Komin płacowy nie powstał, wszystko mieści się w ramach założeń budżetowych, które zaakceptowane zostały przed sezonem – mówi o transferze Sebastiana Kerka dyrektor sportowy Widzewa.
W tym tygodniu Widzew pozyskał już ósmego piłkarza w tym oknie. Sebastian Kerk nie jest jeszcze gotowy do gry, ale niedługo będzie. On sam mówił, że potrzebuje dwóch, trzech tygodni, by być gotowym. Chodzi o nadrobienie zaległości treningowych, bo Niemiec jest zdrowy, co pokazały badania przed podpisaniem kontraktu. – Czy to będą dwa tygodnie? Trudno powiedzieć. Gdyby była potrzeba, mógłby w mecz wejść z miejsca, ale to absolutnie nie moment, żeby fizycznie był przygotowany w stu procentach po niekrótkiej przerwie od treningu zespołowego, trening indywidualny to nie to samo – powiedział w rozmowie z portalem Weszło.com Tomasz Wichniarek.
CZYTAJ TEŻ: Czy Kamil Glik przydałby się Widzewowi?
Dyrektor sportowy Widzewa opowiedział, jak wyglądał proces pozyskania Niemca. – Kosztowało nas to trochę czasu. Ściągnięcie piłkarza z poziomu 2. Bundesligi i z przeszłością w Bundeslidze do Ekstraklasy nie jest łatwą sprawą, ale nie jest też przecież niemożliwe, nam się udało – stwierdził. Zdradził, że pierwszy kontakt z agentem Kerka nastąpił 15 marca.
W tym tygodniu niemiecki pomocnik podpisał dwuletni kontrakt z Widzewem z opcją jego przedłużenia.
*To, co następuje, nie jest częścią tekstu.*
PR #43, opened 2022-10-13
Add an upload workflow

### LINKED ISSUE #42: Generate tar and upload
Permanent projects seem to have an upload / deploy workflow that is used as part of the infrastructure deployment.  For example this: https://github.com/PermanentOrg/notification-service/blob/main/.github/workflows/deploy.yml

Piłkarz z takim CV (grał w 1. i 2. Bundeslidze) na pewno dobrze zarabia, ale Wichniarek zapewnia, że w klubie nie trzeba było stworzyć komina płacowego. – Nie było takiej potrzeby. Trzeba swoje zapłacić, oczywiście, ale to wszystko w ramach naszych możliwości. Komin płacowy nie powstał, wszystko mieści się w ramach założeń budżetowych, które zaakceptowane zostały przed sezonem. Ustaliliśmy sobie, że zespół chcemy budować krok po kroku, a to był dobry moment na sprowadzenie zawodnika z klasy i poziomu Sebastiana Kerka – powiedział.
Okno transferowe otwarte będzie do 4 września. Czy to koniec transferów Widzewa? – Ani tak, ani nie. Wzmocniliśmy defensywę i ofensywę. Uważamy, że w letnim okienku sprowadziliśmy już kilku piłkarzy o bardzo wysokich umiejętnościach. Cały czas jednak analizujemy rynek i naszą kadrę, pewne działania możemy jeszcze podjąć, inna sprawa, że presji na jakieś konieczne działania nie ma – stwierdził dyrektor sportowy.
– Śledzimy rynek, jacy piłkarze są dostępni. Wchodzimy w ostatni etap okna transferowego i na pewno będziemy rozmawiać – mówi z kolei trener Janusz Niedźwiedź.
Przypomnijmy, że w piątek kontrakt z Widzewem rozwiązał Kristoffer Normann Hansen. Kerk zajął jego miejsce w kadrze.